Liu Jiung-Hsiun, Chen Ching-Chu, Wang Shu-Ming, Chou Che-Yi, Liu Yao-Lung, Kuo Huey-Liang, Lin Hsin-Hung, Wang I-Kuan, Yang Ya-Fei, Huang Chiu-Ching
Division of Nephrology, Department of Internal Medicine, China Medical University Hospital, Taichung, Taiwan.
Am J Hypertens. 2008 Dec;21(12):1318-23. doi: 10.1038/ajh.2008.286. Epub 2008 Sep 18.
Pulse pressure (PP) is an independent predictor of cardiovascular and/or all-cause mortality in patients with underlying cardiovascular disease. We examined whether PP can be used to predict overall mortality in peritoneal dialysis (PD) patients.
We studied 153 PD patients (mean age, 54.5 +/- 14.2 years) with end-stage renal disease. PP was measured monthly for 3 months. At the time of the third PP measurement, baseline demographic, clinical, biochemical, and dialysis data were collected. Patients were stratified into tertiles according to average PP, and the relationship between blood pressure parameters and all-cause mortality over a 30-month follow-up was assessed using Cox regression.

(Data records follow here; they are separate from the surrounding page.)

PR #1601, opened 2020-11-10
Adding code to run on Powersystem

genisysram:
Hi
Here is my contribution to your code, its working good on powersystems.

Thanks for the code, its working good.
## What do these changes do?
Added Architecture "ppc64le"
## Are there changes in behavior for the user?
No

### DIFF
--- a/.travis.yml
+++ b/.travis.yml
@@ -228,18 +228,33 @@ jobs:
       arch: ppc64le
    
   allow_failures:
-    - python: 3.6
-      env: TOXENV=py36-djmaster
-    - python: 3.7
-      env: TOXENV=py37-djmaster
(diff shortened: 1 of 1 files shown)


trbs:
Pretty cool ;-)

There were 27 deaths; three deaths occurred after the change to hemodialysis (HD) (subjects died within 3 months after HD) and were counted as events during survival analysis. The overall 30-month survival (Kaplan-Meier curves) times were significantly different among the tertiles of PP (P < 0.05). Increased PP was significantly associated with overall mortality regardless of adjustment for systolic blood pressure (SBP) or diastolic blood pressure (DBP).
PP may be the most consistent blood pressure indicator of mortality risk. All-cause mortality events in PD patients are more related to pulsatile stress caused by the stiffness of large arteries during systole (reflected in a rise of PP) than to steady-state stress stemming from resistance during diastole (reflected in a rise of SBP and DBP).

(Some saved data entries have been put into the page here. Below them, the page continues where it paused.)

PR #1605, opened 2020-11-18
fix issue with RUNSERVER_PLUS_EXTRA_FILES setting parsing

omaraltayyan:
django's setttings don't support subscript access which causes an exception in django 3.1 if this setting is used


trbs (approved):

trbs:
Thanks !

脉压(PP)是潜在心血管疾病患者心血管和/或全因死亡率的独立预测指标。我们研究了PP是否可用于预测腹膜透析(PD)患者的总体死亡率。
我们研究了153例患有终末期肾病的PD患者(平均年龄54.5±14.2岁)。连续3个月每月测量PP。在第三次测量PP时,收集基线人口统计学、临床、生化和透析数据。根据平均PP将患者分为三分位数,并使用Cox回归评估血压参数与30个月随访期间全因死亡率之间的关系。
共有27例死亡;3例死亡发生在转为血液透析(HD)后(患者在HD后3个月内死亡),在生存分析中被计为事件。PP三分位数之间的总体30个月生存率(Kaplan-Meier曲线)时间有显著差异(P<0.05)。无论收缩压(SBP)或舒张压(DBP)如何调整,PP升高均与总体死亡率显著相关。
PP可能是死亡率风险最一致的血压指标。PD患者的全因死亡事件与收缩期大动脉僵硬引起的搏动性应激(反映为PP升高)的关系比与舒张期阻力引起的稳态应激(反映为SBP和DBP升高)的关系更大。